Personal information
- Full name: Oleg Alekseyevich Moliboga
- Nickname: Олег Алексеевич Молибога
- Nationality: Russian
- Born: 27 February 1953 Dnipropetrovsk, Ukrainian SSR, Soviet Union
- Died: 9 June 2022 (aged 69)
- Height: 1.93 m (6 ft 4 in)

Volleyball information
- Number: 7

National team
| 1976–1983 | Soviet Union |

Medal record
Men's volleyball
Representing Soviet Union
Olympic Games
| Gold medal – first place | 1980 Moscow | Team |
| Silver medal – second place | 1976 Montreal | Team |
World Championship
| Gold medal – first place | 1978 Italy |  |
| Gold medal – first place | 1982 Argentina |  |
World Cup
| Gold medal – first place | 1977 Japan |  |
| Gold medal – first place | 1981 Japan |  |
European Championship
| Gold medal – first place | 1977 Finland |  |
| Gold medal – first place | 1979 France |  |
| Gold medal – first place | 1981 Bulgaria |  |
| Gold medal – first place | 1983 East Germany |  |
European Junior Championship
| Gold medal – first place | 1973 Netherlands | Under-20 |

= Oleg Moliboga =

Russian volleyball player and coach (1953–2022)

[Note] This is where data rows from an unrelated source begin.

PR #438, opened 2023-01-30
Ctw 624/filter in table

luthfib:
_Awaiting Mike's PR so that we can consolidate the work, in this case the filter pills._ 

The only issue is one type error in filters file.


luthfib:
Closing and making new pr to resolve feature

PR #441, opened 2023-01-30
Ctw 474/in progress info

pmadria3:
CTW-474

This PR adds in-progress/initialize loading to the form drawer. 
Screenshot 2023-01-30 at 4 52 50 PM

[CTW-474]: https://zeushealth.atlassian.net/browse/CTW-474?atlOrigin=eyJpIjoiNWRkNTljNzYxNjVmNDY3MDlhMDU5Y2ZhYzA5YTRkZjUiLCJwIjoiZ2l0aHViLWNvbS1KU1cifQ


src/components/content/patient-history/patient-history-message-status.tsx
```diff
@@ -0,0 +1,42 @@
...
+            className="ctw-h-5 ctw-flex-none ctw-fill-caution-icon"
+          >
+            <path
+              d="M304 48c0-26.5-21.5-48-48-48s-48 21.5-48 48s21.5 48 48 48s48-21.5 48-48zm0 
+            416c0-26.5-21.5-48-48-48s-48 21.5-48 48s21.5 48 48 48s48-21.5 48-48zM48 304c26.5 0 48-21.5 48-48s-21.5-48-48-48s-48
+             21.5-48 48s21.5 48 48 48zm464-48c0-26.5-21.5-48-48-48s-48 21.5-48 48s21.5 48 48 48s48-21.5 48-48zM142.9 437c18.7-18.7
+              18.7-49.1 0-67.9s-49.1-18.7-67.9 0s-18.7 49.1 0 67.9s49.1 18.7 67.9 0zm0-294.2c18.7-18.7 18.7-49.1 0-67.9S93.7 56.2 
+              75 75s-18.7 49.1 0 67.9s49.1 18.7 67.9 0zM369.1 437c18.7 18.7 49.1 18.7 67.9 0s18.7-49.1 0-67.9s-49.1-18.7-67.9 0s-18.7 49.1 0 67.9z"
+            />
+          </svg>
```
luthfib, line 29: Can this go into its own icon file?

src/fhir/formatters.ts
```diff
@@ -108,3 +108,14 @@ export function formatAge(age: fhir4.Age): string {
   const { value, unit } = age;
   return compact([value, unit]).join(" ");
 }
+
+// Formats a string ISO date to MM/DD/YYY.
+export function formatStringISOtoDate(dateStr?: string): string | undefined {
```
luthfib, line 113: Dont we already like this with `formatStringToDate`?

pmadria3: So we do but this format is different - that one formats a string yyyymmdd or yyyyMMddHHmmss into MM/DD/YYYY. This one is in ISO form with dashes.

src/services/patient-history/patient-history.ts
```diff
@@ -33,18 +33,55 @@ export async function getPatientRefreshHistoryMessages(
...
+        patientHistoryExists: true,
+        status: "error",
+        dateCreated: messages[0]._createdAt,
+      };
+    default:
+      return {
+        patientHistoryExists: false,
+        status: "",
+        dateCreated: messages[0]._createdAt,
+      };
```
luthfib, line 85: This switch seems redundant. you dont really need `patientHistoryExists` as you are always returning true as long as it has a status and you are always setting status to `messages[0].status`

luthfib (commented):
Looking, good but left some comments

src/services/patient-history/patient-history.ts
```diff
@@ -33,18 +33,56 @@ export async function getPatientRefreshHistoryMessages(
...
+        ...lastPatientHistoryRequest,
+      };
+    case "initialize":
+      return {
+        patientHistoryExists: false,
+        ...lastPatientHistoryRequest,
+      };
+    case "error":
+      return {
+        patientHistoryExists: true,
```
WesleyKapow, line 78: true for error?

src/services/patient-history/patient-history.ts
```diff
@@ -33,18 +33,56 @@ export async function getPatientRefreshHistoryMessages(
...
+    case "in_progress":
+      return {
+        patientHistoryExists: false,
+        ...lastPatientHistoryRequest,
+      };
+    case "initialize":
+      return {
+        patientHistoryExists: false,
+        ...lastPatientHistoryRequest,
+      };
```
WesleyKapow, line 75: These are the same ya? You can take advantage of switch fallthrough:

```
case "in_progress":
case "initialize":
  return ...
```

luthfib (dismissed):
LGTM

src/services/patient-history/patient-history.ts
```diff
@@ -33,18 +33,56 @@ export async function getPatientRefreshHistoryMessages(
...
+
+  switch (messages[0].status) {
+    case "done":
+      return {
+        patientHistoryExists: true,
+        ...lastPatientHistoryRequest,
+      };
+    case "in_progress":
+      return {
+        patientHistoryExists: false,
```
WesleyKapow, line 68: How is `patientHistoryExists` used? Couldn't there be another message that has it as `done`?

.changeset/soft-trees-kick.md
```diff
@@ -0,0 +1,5 @@
+---
+"@zus-health/ctw-component-library": minor
+---
+
+Add progress bar in patient history drawer.
```
luthfib, line 5:
```suggestion
Add  in-progress state in patient history drawer.
```

src/fhir/formatters.ts
WesleyKapow, line 113: nit: name suggestion to follow existing pattern: `formatISODateStringToDate`

.changeset/soft-trees-kick.md
```diff
@@ -0,0 +1,5 @@
+---
+"@zus-health/ctw-component-library": minor
+---
+
+Add  in-progress state in patient history drawer.
```
luthfib, line 5:
```suggestion
Add in-progress banner in patient history drawer.
```

src/components/content/patient-history/patient-history-message-status.tsx
```diff
@@ -0,0 +1,31 @@
...
+            <div className="ctw-text-caution-message">
+              In Progress - request received {formatStringISOtoDate(date)}
+            </div>
+          </div>
+        </div>
+      );
+    case "done":
+    case "error":
+    default:
+      return <div />;
```
WesleyKapow, line 29: Do we actually want an empty div or could this return `null` instead?

src/components/content/patient-history/patient-history-message-status.tsx
```diff
@@ -0,0 +1,31 @@
...
+  status,
+  date,
+}: PatientHistoryStatusProps) => {
+  switch (status) {
+    case "initialize":
+    case "in_progress":
+      return (
+        <div className="ctw-alert-bg ctw-rounded-md ctw-bg-caution-bg">
+          <LoadingIcon className="ctw-h-5 ctw-flex-none ctw-fill-caution-icon" />
+          <div className="ctw-space-y-2">
```
WesleyKapow, line 19: Spacing class only works when there are 2 or more children. I think you can remove this div.

luthfib (dismissed):

src/components/content/conditions.tsx
```diff
@@ -351,10 +362,16 @@ export function Conditions({ className, readOnly = false }: ConditionsProps) {
       {patientResponse.data && (
         <PatientHistoryRequestDrawer
           header={
-            <div className="ctw-pt-0 ctw-text-base">
-              Request patient clinical history from 70K+ providers across the
-              nation. No changes will be made to your patient record.
-            </div>
+            <>
```
WesleyKapow, line 365: Should there be a set space between the two child divs? If so, you would set this to a div and add `space-y-*`.

WesleyKapow (dismissed):

src/services/patient-history/patient-history.ts
pmadria3: Yeah so there's a weird thing where there is a master status and then statuses of the two connectors (Surescripts and Commonwell) and so if one of them is an error but the other passes -> the master status is error. I met with michelle to see if we wanted to create some sort of map to make see what happens and she said to just focus on the master status and work off of that. So you can have a state where there is an error message that shows up but the data still shows in the table as one one connector passes and the other fails (as in the case with this test patient).

src/services/patient-history/patient-history.ts
pmadria3: They are the same but the `status` will be different for each of them depending on the case

pmadria3: one of the fields in the `lastPatientHistoryRequest`

src/services/patient-history/patient-history.ts
pmadria3: Not sure what this means but I use patientHistoryExists in the conditions to deal with null states and if it exists and when to show in `conditions.tsx`. status is what contains the `done` and is passed down. (In the future there will be more banners so we will need the date and status)

src/components/core/loading-icon.tsx
```diff
@@ -0,0 +1,21 @@
+export type LoadingIconProps = {
```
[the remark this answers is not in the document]
pmadria3: Confirmed from UX to have 2 separate ones and renaming to `ProgressIcon`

Oleg Alekseyevich Moliboga (Олег Алексеевич Молибога, Олег Олексійович Молибога; 27 February 1953 – 9 June 2022) was a Soviet volleyball player and Russian volleyball coach. Born in Dnipropetrovsk, he participated in the 1976 Summer Olympics in Montreal and the 1980 Summer Olympics in Moscow.

In 1976, Moliboga was part of the Soviet team that won the silver medal in the Olympic tournament. He played all five matches. Four years later, in 1980, he won the gold medal with the Soviet team in the 1980 Olympic tournament. He played all six matches.

Moliboga was one of the preeminent players of the 1970s and the early 1980s, training at the Armed Forces sports society in Dnipropetrovsk. With the USSR national team, he won also two World Championships in 1978 and 1982.